*** Begin section ***
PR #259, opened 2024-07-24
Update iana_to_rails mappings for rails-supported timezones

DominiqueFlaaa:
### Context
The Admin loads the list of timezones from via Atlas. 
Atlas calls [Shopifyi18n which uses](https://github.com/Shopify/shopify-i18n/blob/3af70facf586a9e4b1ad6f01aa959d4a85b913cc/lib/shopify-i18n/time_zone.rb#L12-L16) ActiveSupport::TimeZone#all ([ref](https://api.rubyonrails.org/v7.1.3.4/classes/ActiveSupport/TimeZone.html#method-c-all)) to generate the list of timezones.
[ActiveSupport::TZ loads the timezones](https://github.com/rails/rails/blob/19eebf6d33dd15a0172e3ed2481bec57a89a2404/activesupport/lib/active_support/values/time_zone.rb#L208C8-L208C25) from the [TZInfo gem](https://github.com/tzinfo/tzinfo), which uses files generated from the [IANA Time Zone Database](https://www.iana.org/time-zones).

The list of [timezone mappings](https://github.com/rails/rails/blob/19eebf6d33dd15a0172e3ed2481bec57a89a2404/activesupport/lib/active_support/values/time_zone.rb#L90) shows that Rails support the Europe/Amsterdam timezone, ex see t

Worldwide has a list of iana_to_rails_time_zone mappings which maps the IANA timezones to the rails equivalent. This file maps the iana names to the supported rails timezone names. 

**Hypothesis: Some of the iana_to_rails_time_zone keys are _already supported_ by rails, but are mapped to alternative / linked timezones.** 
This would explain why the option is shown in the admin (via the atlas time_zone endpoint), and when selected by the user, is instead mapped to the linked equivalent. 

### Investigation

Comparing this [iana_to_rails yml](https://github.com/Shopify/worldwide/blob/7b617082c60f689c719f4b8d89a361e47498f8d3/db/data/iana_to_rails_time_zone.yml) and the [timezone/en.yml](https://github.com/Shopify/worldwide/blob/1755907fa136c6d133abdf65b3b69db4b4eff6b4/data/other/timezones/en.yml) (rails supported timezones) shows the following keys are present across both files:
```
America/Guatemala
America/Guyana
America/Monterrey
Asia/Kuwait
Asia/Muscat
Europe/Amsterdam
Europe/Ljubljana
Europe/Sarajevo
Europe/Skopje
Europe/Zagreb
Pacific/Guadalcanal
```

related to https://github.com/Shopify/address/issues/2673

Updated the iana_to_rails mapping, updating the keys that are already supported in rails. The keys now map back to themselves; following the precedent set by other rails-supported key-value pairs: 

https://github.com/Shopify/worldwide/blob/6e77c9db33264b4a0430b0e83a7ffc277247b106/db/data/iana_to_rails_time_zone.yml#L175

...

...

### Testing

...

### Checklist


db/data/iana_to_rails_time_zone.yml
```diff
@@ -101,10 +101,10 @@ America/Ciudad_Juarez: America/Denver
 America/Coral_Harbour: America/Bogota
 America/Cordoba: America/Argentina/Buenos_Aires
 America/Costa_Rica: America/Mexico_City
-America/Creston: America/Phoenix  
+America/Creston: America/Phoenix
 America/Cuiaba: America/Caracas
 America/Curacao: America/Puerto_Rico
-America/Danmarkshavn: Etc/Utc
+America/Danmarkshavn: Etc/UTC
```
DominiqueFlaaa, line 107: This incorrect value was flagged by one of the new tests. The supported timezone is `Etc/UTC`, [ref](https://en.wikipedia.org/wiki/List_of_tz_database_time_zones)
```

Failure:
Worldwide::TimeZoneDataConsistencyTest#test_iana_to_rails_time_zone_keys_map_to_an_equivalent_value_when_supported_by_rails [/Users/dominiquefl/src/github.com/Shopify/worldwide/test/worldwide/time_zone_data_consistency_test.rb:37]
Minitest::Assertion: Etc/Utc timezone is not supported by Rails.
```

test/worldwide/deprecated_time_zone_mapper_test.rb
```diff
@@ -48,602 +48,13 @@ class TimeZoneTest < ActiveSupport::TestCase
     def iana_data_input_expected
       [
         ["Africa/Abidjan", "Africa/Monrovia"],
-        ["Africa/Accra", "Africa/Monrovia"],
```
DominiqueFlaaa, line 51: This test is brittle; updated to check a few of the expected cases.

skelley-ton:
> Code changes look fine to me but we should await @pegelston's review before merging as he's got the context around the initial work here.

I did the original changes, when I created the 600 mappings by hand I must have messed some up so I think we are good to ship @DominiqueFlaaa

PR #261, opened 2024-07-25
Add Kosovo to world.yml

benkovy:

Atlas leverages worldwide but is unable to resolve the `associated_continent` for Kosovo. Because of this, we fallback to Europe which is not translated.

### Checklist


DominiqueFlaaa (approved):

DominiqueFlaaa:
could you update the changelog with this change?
*** End section ***
*** Begin section ***
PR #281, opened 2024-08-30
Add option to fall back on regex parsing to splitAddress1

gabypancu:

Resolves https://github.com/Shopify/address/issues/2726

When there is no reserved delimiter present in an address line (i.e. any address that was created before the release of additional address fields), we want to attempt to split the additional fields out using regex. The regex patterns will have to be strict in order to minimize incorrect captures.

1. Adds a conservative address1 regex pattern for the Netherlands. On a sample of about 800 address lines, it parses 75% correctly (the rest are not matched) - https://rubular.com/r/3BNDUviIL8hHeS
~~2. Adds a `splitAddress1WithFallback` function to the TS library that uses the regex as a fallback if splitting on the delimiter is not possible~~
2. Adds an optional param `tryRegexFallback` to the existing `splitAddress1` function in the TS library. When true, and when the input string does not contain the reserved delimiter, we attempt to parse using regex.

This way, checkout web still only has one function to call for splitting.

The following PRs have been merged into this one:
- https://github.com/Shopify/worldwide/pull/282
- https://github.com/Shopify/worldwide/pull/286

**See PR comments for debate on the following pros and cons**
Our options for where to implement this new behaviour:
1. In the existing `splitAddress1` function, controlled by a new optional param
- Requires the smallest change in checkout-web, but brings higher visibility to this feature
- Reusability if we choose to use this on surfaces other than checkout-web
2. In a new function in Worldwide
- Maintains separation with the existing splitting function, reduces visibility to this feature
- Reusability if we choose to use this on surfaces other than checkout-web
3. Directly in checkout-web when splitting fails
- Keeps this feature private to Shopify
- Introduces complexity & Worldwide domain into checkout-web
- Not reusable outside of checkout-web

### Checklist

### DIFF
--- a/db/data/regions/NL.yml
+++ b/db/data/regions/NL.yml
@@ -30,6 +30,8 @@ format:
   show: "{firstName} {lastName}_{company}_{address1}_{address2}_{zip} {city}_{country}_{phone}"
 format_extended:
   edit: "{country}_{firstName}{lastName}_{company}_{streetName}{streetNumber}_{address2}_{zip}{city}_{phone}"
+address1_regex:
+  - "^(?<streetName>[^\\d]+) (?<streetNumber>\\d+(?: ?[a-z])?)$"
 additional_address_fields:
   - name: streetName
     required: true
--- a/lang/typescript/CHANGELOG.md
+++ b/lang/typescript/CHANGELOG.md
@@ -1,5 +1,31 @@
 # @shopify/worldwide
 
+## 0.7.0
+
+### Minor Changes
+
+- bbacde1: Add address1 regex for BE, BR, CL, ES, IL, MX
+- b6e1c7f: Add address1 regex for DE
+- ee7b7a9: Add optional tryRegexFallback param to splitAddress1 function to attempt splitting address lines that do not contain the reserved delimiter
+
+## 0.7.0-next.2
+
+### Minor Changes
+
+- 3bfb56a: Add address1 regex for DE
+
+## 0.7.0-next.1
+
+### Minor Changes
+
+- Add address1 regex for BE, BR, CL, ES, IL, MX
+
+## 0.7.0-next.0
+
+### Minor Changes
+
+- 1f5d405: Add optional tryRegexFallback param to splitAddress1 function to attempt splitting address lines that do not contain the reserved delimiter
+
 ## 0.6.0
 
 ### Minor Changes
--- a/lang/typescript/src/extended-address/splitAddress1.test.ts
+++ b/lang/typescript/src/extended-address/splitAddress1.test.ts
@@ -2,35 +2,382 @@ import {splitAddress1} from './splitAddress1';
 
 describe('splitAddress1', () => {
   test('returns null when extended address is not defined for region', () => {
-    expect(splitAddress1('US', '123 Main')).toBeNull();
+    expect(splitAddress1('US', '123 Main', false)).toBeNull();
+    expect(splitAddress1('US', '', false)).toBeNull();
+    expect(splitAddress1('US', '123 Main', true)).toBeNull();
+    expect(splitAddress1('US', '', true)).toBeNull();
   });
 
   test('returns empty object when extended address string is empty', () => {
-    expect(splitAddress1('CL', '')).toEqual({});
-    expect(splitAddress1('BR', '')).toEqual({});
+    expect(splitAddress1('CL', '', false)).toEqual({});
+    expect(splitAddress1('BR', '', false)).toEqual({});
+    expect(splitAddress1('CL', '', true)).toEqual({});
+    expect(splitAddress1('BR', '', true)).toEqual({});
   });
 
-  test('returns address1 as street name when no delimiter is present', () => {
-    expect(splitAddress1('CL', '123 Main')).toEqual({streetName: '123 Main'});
*** End section ***
Task prompt —
Going back to the entries above, set down exactly the lines that begin at the one with "- Keeps this feature private to Shopify" and end at the one with "- name: streetName", both included, and nothing else.

Result —
- Keeps this feature private to Shopify
- Introduces complexity & Worldwide domain into checkout-web
- Not reusable outside of checkout-web

### Checklist

### DIFF
--- a/db/data/regions/NL.yml
+++ b/db/data/regions/NL.yml
@@ -30,6 +30,8 @@ format:
   show: "{firstName} {lastName}_{company}_{address1}_{address2}_{zip} {city}_{country}_{phone}"
 format_extended:
   edit: "{country}_{firstName}{lastName}_{company}_{streetName}{streetNumber}_{address2}_{zip}{city}_{phone}"
+address1_regex:
+  - "^(?<streetName>[^\\d]+) (?<streetNumber>\\d+(?: ?[a-z])?)$"
 additional_address_fields:
   - name: streetName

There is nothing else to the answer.